They can even use "big data to kill" both consumers and service providers to benefit themselves. Therefore, this method is a strong attraction for merchants. It can be seen from the above cases that the essence of "big data killing" is actually that merchants collect data to find the "highest price that users can afford" for each product, so as to maximize profits. But profit comes with risk, and although this approach maximizes the platform’s profits, consumers won’t easily pay for it. In the "2018 Survey Report on Chinese Netizens'
Attitudes and Behaviors of "Big Data Killing Familiarity" released by iiMedia Research, 77.8% of the interviewed netizens would think that it is unacceptable for service applications to use big data for differential pricing, and those who think it is b2b data acceptable. Internet users only accounted for 12.2%. A more serious consequence is that the report shows that 42.9% of the interviewed netizens said that they would consider changing applications because the applications use big data for differential pricing; 40.5% of the interviewed netizens would think that if the applications they use use big data for differential pricing, they will be priced differently in the future.

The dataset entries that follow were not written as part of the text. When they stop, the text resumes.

PR #1100, opened 2023-05-13
feat: add devcontainer to improve developer experience

C-Dao:
Adding the .devcontainer configuration makes it easier for us to develop projects online.

### DIFF
--- a/.devcontainer/Dockerfile
+++ b/.devcontainer/Dockerfile
@@ -1,0 +1,12 @@
+FROM mcr.microsoft.com/devcontainers/typescript-node:20
+
+# Install Deno
+ENV DENO_INSTALL=/usr/local
+RUN curl -fsSL https://deno.land/install.sh | sh
+
+# Install Bun
+ENV BUN_INSTALL=/usr/local
+RUN curl -fsSL https://bun.sh/install | bash
+
+# Install Lagon
+RUN yarn global add @lagon/cli esbuild
--- a/.devcontainer/Dockerfile
+++ b/.devcontainer/Dockerfile
@@ -2,7 +2,7 @@ FROM mcr.microsoft.com/devcontainers/typescript-node:20
 
 # Install Deno
 ENV DENO_INSTALL=/usr/local
-RUN curl -fsSL https://deno.land/install.sh | sh
+RUN curl -fsSL https://gist.githubusercontent.com/LukeChannings/09d53f5c364391042186518c8598b85e/raw/ac8cd8c675b985edd4b3e16df63ffef14d1f0e24/deno_install.sh | sh
 
 # Install Bun
 ENV BUN_INSTALL=/usr/local
--- a/.devcontainer/devcontainer.json
+++ b/.devcontainer/devcontainer.json
@@ -1,0 +1,21 @@
+{
+    "build": {
+        "dockerfile": "Dockerfile"
+    },
+    "customizations": {
+        "vscode": {
+            "settings": {
+                "deno.enable": false,
+                "eslint.validate": [
+                    "javascript",
+                    "javascriptreact",
+                    "typescript",
+                    "typescriptreact"
+                ],
+                "editor.codeActionsOnSave": {
+                    "source.fixAll.eslint": true
+                }
+            }
+        }
+    }
+}


yusukebe:
Hi @C-Dao 

I must admit, I'm not very familiar with "devcontainer". Is it something you're planning to use for "GitHub Codespaces"?

Improving developer experience is always a great goal, but I also want to maintain a minimalistic file structure in the project.

If the "devcontainer" is indeed very effective, we would be open to considering it. Could you please elaborate on the advantages that the "devcontainer" provides?

C-Dao:
> Hi @C-Dao
> 
> Thank you for creating this PR.
> 
> I must admit, I'm not very familiar with "devcontainer". Is it something you're planning to use for "GitHub Codespaces"?
> 
> Improving developer experience is always a great goal, but I also want to maintain a minimalistic file structure in the project.
> 
> If the "devcontainer" is indeed very effective, we would be open to considering it.

Hi, @yusukebe, 

Thanks for your review!

The .devcontainer is used for the initial development environment. 

Yes, It can be used in "GitHub Codespaces". 

By the way, We can use it to quickly enable local development or remote development in docker by [vscode](https://code.visualstudio.com/docs/devcontainers/containers#_getting-started). 

I think hono supports so many serverless environments, so it has many steps to initial environment. 

Like installing Deno, Bun or Node.js. 

We can support initial development configuration, So that the developer can easily and quickly get started.

C-Dao:
> @C-Dao 
> 
> 
> 
> Sounds good!
> 
> 
> 
> However, I'm not currently a user of this "devcontainer" and I'm not entirely convinced of its necessity. So, let's leave this PR for now. If other developers express interest in using "devcontainer", we can revisit this discussion and decide whether to merge it.

Yes, I agree

markthree:
> @C-Dao
> 
> Sounds good!
> 
> However, I'm not currently a user of this "devcontainer" and I'm not entirely convinced of its necessity. So, let's leave this PR for now. If other developers express interest in using "devcontainer", we can revisit this discussion and decide whether to merge it.

devcontainer works, it takes care of compatibility issues on everyone's environments, and I've just successfully handled a commit through devcontainer on my windows computer!

CyberFlameGO (changes requested):
I would say most of these installations are unnecessary anyway - you don't need Deno nor Bun and it just adds codespace initialization overhead, but using .devcontainer to ensure yarn is present/up-to-date (and generally to ensure necessary development tools are present) would be an excellent use of it, as it's definitely useful

yusukebe:
Okay! I'll consider to merge this PR.

yusukebe:
Hi @C-Dao 

I would love to use it, but on my M1 Mac I get an error because Linux ARM64 binary for Deno is not available officially. Do you have any ideas?

CyberFlameGO:
> Hi @C-Dao 
> 
> 
> 
> I would love to use it, but on my M1 Mac I get an error because Linux ARM64 binary for Deno is not available officially.
> 
> 
> 
> ```
> 
> 0.466 Error: Official Deno builds for Linux aarch64 are not available. (see: https://github.com/denoland/deno/issues/1846 )
> 
> ```
> 
> 
> 
> Do you have any ideas?

According to https://docs.deno.com/runtime/manual/getting_started/installation there are M1 builds - hope this helps!

yusukebe:
Thanks! But I meant `Linux` on `arm64`. They said:

> On Linux and Windows, only x64 is supported.

I found this project:

https://github.com/LukeChannings/deno-arm64

CyberFlameGO:
Oh I see! I completely misunderstood sorry 😭 
That project seems to work and be maintained yeah - it'll require some Dockerfile adaptation to check the target arch but yeah

.devcontainer/Dockerfile
```diff
@@ -0,0 +1,12 @@
+FROM mcr.microsoft.com/devcontainers/typescript-node:20
+
+# Install Deno
+ENV DENO_INSTALL=/usr/local
+RUN curl -fsSL https://deno.land/install.sh | sh
```
CyberFlameGO, line 5:
```suggestion
RUN curl -fsSL https://gist.githubusercontent.com/LukeChannings/09d53f5c364391042186518c8598b85e/raw/ac8cd8c675b985edd4b3e16df63ffef14d1f0e24/deno_install.sh | sh
```

CyberFlameGO (changes requested):
Amend as per comment

.devcontainer/Dockerfile
yusukebe: Cool! It works on my machine.

Hey @C-Dao . What do you think this way? I'd like to go with this.

C-Dao: > Cool! It works on my machine.
> 
> Hey @C-Dao . What do you think this way? I'd like to go with this.

LGTM, thanks @CyberFlameGO!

Will not use the app again. Take Amazon as an example. After it was discovered that it had launched differential pricing, as the news spread, more and more old users who had been "pitted" knew about it. In a denunciation, many people publicly stated that they would never do it again. Will not buy anything on Amazon. In the end, the matter got bigger and bigger, until Amazon CEO Bezos personally apologized and refunded the price difference of the goods before it gradually calmed down.